Now you see me, now you don't: the hidden sites of South Asian performance art in British urban centres  
Sarah Dadswell (Exeter University)

Paper short abstract:

Based on interviews in Bradford, Southall and Glasgow, this paper will focus on the existence, development and significance of Asian performance arts at community level, since the late 1940s.

Paper long abstract:

Drawing on interviews from the on-going AHRC-funded project into British Asian Theatre (University of Exeter, UK), this paper offers an insight into an alternative picture of migration of South Asians to the UK in the latter half of the twentieth century.

Sadly, this story of migration is frequently told in negative terms through reports, surveys and governmental statistics, citing a lack of accommodation, employment, money, English language, education, and integration. Despite, or perhaps, because of such negative circumstances, the new Asian communities that emerged in Britain's cities from the 1950s onwards gathered together in homes, and later religious buildings and community centres, to embrace the culture of their homeland. They sang devotional songs, recited verses of their beloved Urdu poets. Some played music, some danced, some cooked and, undoubtedly, all ate.

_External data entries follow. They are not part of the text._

Issue #289, opened 2024-09-03
Generate NumPy scalars for test inputs


asmeurer:
We should update the `arrays` strategy so that it can generate NumPy scalars whenever it would generate a 0-D array. This can be done by doing something like

```py
if a.ndim == 0 and draw(booleans()):
    a = a[()]
```

which would be a no-op in any other library. 

There are several issues with NumPy scalars and the array API that are not being caught by the test suite because they aren't being tested. See for instance https://github.com/data-apis/array-api-tests/issues/287 (NumPy scalars do not have in-place methods), and https://github.com/data-apis/array-api-compat/pull/165 (NumPy scalars were missing `__array_namespace__`, which to be fair isn't tested anyways #248).

PR #310, opened 2024-11-18
ENH: generate numpy scalars or 0D arrays

ev-br:
closes https://github.com/data-apis/array-api-tests/issues/289

### DIFF
--- a/array_api_tests/test_creation_functions.py
+++ b/array_api_tests/test_creation_functions.py
@@ -263,7 +263,7 @@ def scalar_eq(s1: Scalar, s2: Scalar) -> bool:
     data=st.data(),
 )
 def test_asarray_arrays(shape, dtypes, data):
-    x = data.draw(hh.arrays(dtype=dtypes.input_dtype, shape=shape), label="x")
+    x = data.draw(hh.arrays_no_scalars(dtype=dtypes.input_dtype, shape=shape), label="x")
     dtypes_strat = st.just(dtypes.input_dtype)
     if dtypes.input_dtype == dtypes.result_dtype:
         dtypes_strat |= st.none()
--- a/array_api_tests/test_creation_functions.py
+++ b/array_api_tests/test_creation_functions.py
@@ -263,6 +263,7 @@ def scalar_eq(s1: Scalar, s2: Scalar) -> bool:
     data=st.data(),
 )
 def test_asarray_arrays(shape, dtypes, data):
+    # generate arrays only since we draw the copy= kwd below (and np.asarray(scalar, copy=False) error out)
     x = data.draw(hh.arrays_no_scalars(dtype=dtypes.input_dtype, shape=shape), label="x")
     dtypes_strat = st.just(dtypes.input_dtype)
     if dtypes.input_dtype == dtypes.result_dtype:
--- a/array_api_tests/hypothesis_helpers.py
+++ b/array_api_tests/hypothesis_helpers.py
@@ -64,7 +64,7 @@ def from_dtype(dtype, **kwargs) -> SearchStrategy[Scalar]:
 
 
 @wraps(xps.arrays)
-def arrays(dtype, *args, elements=None, **kwargs) -> SearchStrategy[Array]:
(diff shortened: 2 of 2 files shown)


asmeurer:
Looks good. Can you check the tests with numpy itself, or at least array_api_compat.numpy, and then merge this? It's possible this could uncover some test failures, and we'd want to at least be aware of them if not fix them before merging here. 

This is an example of where having numpy tests run on CI could be useful (https://github.com/data-apis/array-api-tests/pull/298). array-api-strict does not use scalars (it internally converts any numpy scalar into a 0-D array), so the CI tests for it won't really say much here.

ev-br:
It's interesting, actually. 

With numpy, `$ ARRAY_API_TESTS_MODULE=numpy pytest array_api_tests -v` shows exactly the same failures locally on main and on the PR:

```
======================================================================================== short test summary info =========================================================================================
FAILED array_api_tests/test_creation_functions.py::test_asarray_arrays - ValueError: Unable to avoid copy while creating an array as requested.
FAILED array_api_tests/test_data_type_functions.py::test_finfo[float32] - AssertionError: type(out.eps)=<class 'numpy.float32'>, but should be float [finfo(float32)]
FAILED array_api_tests/test_manipulation_functions.py::test_repeat - TypeError: Cannot cast array data from dtype('uint64') to dtype('int64') according to the rule 'safe'
FAILED array_api_tests/test_operators_and_elementwise_functions.py::test_clip - AssertionError: out.dtype=uint16, but should be uint8 [clip(uint8)]
FAILED array_api_tests/test_signatures.py::test_func_signature[argsort] - AssertionError: Argument 'descending' missing from signature
FAILED array_api_tests/test_signatures.py::test_func_signature[sort] - AssertionError: Argument 'descending' missing from signature
FAILED array_api_tests/test_signatures.py::test_func_signature[clip] - AssertionError: Expected argument 'a_min' to be named 'min'
FAILED array_api_tests/test_sorting_functions.py::test_argsort - TypeError: argsort() got an unexpected keyword argument 'descending'
FAILED array_api_tests/test_sorting_functions.py::test_sort - TypeError: sort() got an unexpected keyword argument 'descending'
======================================================================== 9 failed, 989 passed, 16 skipped, 457 warnings in 50.98s 
```

with `array_api_compat.numpy` though, a small additional fix is needed to avoid

```
(Pdb) import numpy as np
(Pdb) p np.__version__
'2.1.3'
(Pdb) p np.asarray(np.False_, copy=False)
*** ValueError: Unable to avoid copy while creating an array as requested.
If using `np.array(obj, copy=False)` replace it with `np.asarray(obj)` to allow a copy when needed (no behavior change in NumPy 1.x).
For more details, see https://numpy.org/devdocs/numpy_2_0_migration_guide.html#adapting-to-changes-in-the-copy-keyword.
```

So, two things to discuss:

- could you take a look that https://github.com/data-apis/array-api-tests/pull/310/commits/0f59c216262f23f33e1d59968b19d71899c1d855 makes sense?
- how come it's not caught by testing with just numpy, neither locally nor on CI. Just too few examples? testing with `$ ARRAY_API_TESTS_MODULE=array_api_compat.numpy pytest array_api_tests -v` catches it consistently from the first try.

array_api_tests/test_creation_functions.py
```diff
@@ -263,7 +263,7 @@ def scalar_eq(s1: Scalar, s2: Scalar) -> bool:
     data=st.data(),
 )
 def test_asarray_arrays(shape, dtypes, data):
-    x = data.draw(hh.arrays(dtype=dtypes.input_dtype, shape=shape), label="x")
+    x = data.draw(hh.arrays_no_scalars(dtype=dtypes.input_dtype, shape=shape), label="x")
```
ev-br, line 266:
```suggestion
    # generate arrays only since we draw the copy= kwd below (and np.asarray(scalar, copy=False) error out)
    x = data.draw(hh.arrays_no_scalars(dtype=dtypes.input_dtype, shape=shape), label="x")
```

ev-br:
Merging after an offline discussion with Aaron.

Although this expression of Asian arts accompanied religious festivals and celebrations within the ethnic community, such as weddings, its existence remained largely hidden to the wider city community, only surfacing for occasional city festivals, galas, and later melas. A sub-culture of Asian arts made by Asians, for Asians, with defined touring circuits and venues were a natural development and run counterpoint to professional Asian-led British theatre companies such as Tara Arts (1977), Tamasha Theatre Company (1989) and Kali Theatre Company (1990) who aim to include a wider, mainstream audience.

Based on interviews with those who have been involved with Asian arts since the late 1940s, this paper will focus on the existence, development and significance of Asian performance arts at community level. It will raise the following issues: identity of the artists and audience; changing modes of performance; location of Asian arts (public, private and community space); language; funding and support networks; individual and family ambition and expectations; access of Asians to mainstream arts and the provision of mainstream spaces to Asian Arts. Particular attention will be paid to the urban centres of Bradford, Southall, and Glasgow, European City of Culture 1990.